MATERIAL PROVIDED:
PR #1759, opened 2019-06-24
SNPhylo - Fix scripts installation path

vanzod:
The current easyblock installs the scripts provided by `SNPhylo/20160204` in `$EBROOTSNPHYLO/scripts` while the `snphylo.sh` main executable in `SNPhylo/20160204` looks for them in `$EBROOTSNPHYLO/bin/scripts` and fails with the following error:
```
Start to remove low quality data.
/opt/easybuild/software/MPI/GCC/6.4.0-2.28/OpenMPI/2.1.1/Python/3.6.3/bin/python: can't open file '/opt/easybuild/software/MPI/GCC/6.4.0-2.28/OpenMPI/2.1.1/SNPhylo/20160204-Python-3.6.3-R-3.4.3/bin/scripts/remove_no_genotype_data.py': [Errno 2] No such file or directory
```

### DIFF
--- a/easybuild/easyblocks/s/snphylo.py
+++ b/easybuild/easyblocks/s/snphylo.py
@@ -44,6 +44,12 @@ from easybuild.tools.run import run_cmd
 class EB_SNPhylo(EasyBlock):
     """Support for building and installing SNPhylo."""
 
+    def __init__(self, *args, **kwargs):
+        """Set custom class variables."""
+        super(EB_SNPhylo, self).__init__(*args, **kwargs)
+
+        self.scripts_path = os.path.join('bin', 'scripts')
+
     def configure_step(self):
         """No configure step for SNPhylo."""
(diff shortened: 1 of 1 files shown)


boegel:
@vanzod Can we enhance the sanity check to catch this?

vanzod:
@boegel Ok, so I tested with the older `SNPhylo/20140701` and that one also requires the scripts in `$EBROOTSNPHYLO/bin/scripts`. This simplifies the issue since both versions should install the scripts in the same path. The last code refactoring now works for both versions and the sanity checks have also been updated.

boegel:
@vanzod Is there any way to come up with a sanity check command using `snphylo.sh` that could help avoid re-introducing this issue?

vanzod:
@boegel No, in order to do that you need a dataset and start an actual run.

EXERCISE DETAILS: Reproduce exactly the lines from the one containing "easybuild.tools.run import run_cmd" through the last line of the records above, including both, and nothing else.

RESPONSE AREA:
@@ -44,6 +44,12 @@ from easybuild.tools.run import run_cmd
 class EB_SNPhylo(EasyBlock):
     """Support for building and installing SNPhylo."""
 
+    def __init__(self, *args, **kwargs):
+        """Set custom class variables."""
+        super(EB_SNPhylo, self).__init__(*args, **kwargs)
+
+        self.scripts_path = os.path.join('bin', 'scripts')
+
     def configure_step(self):
         """No configure step for SNPhylo."""
(diff shortened: 1 of 1 files shown)


boegel:
@vanzod Can we enhance the sanity check to catch this?

vanzod:
@boegel Ok, so I tested with the older `SNPhylo/20140701` and that one also requires the scripts in `$EBROOTSNPHYLO/bin/scripts`. This simplifies the issue since both versions should install the scripts in the same path. The last code refactoring now works for both versions and the sanity checks have also been updated.

boegel:
@vanzod Is there any way to come up with a sanity check command using `snphylo.sh` that could help avoid re-introducing this issue?

vanzod:
@boegel No, in order to do that you need a dataset and start an actual run.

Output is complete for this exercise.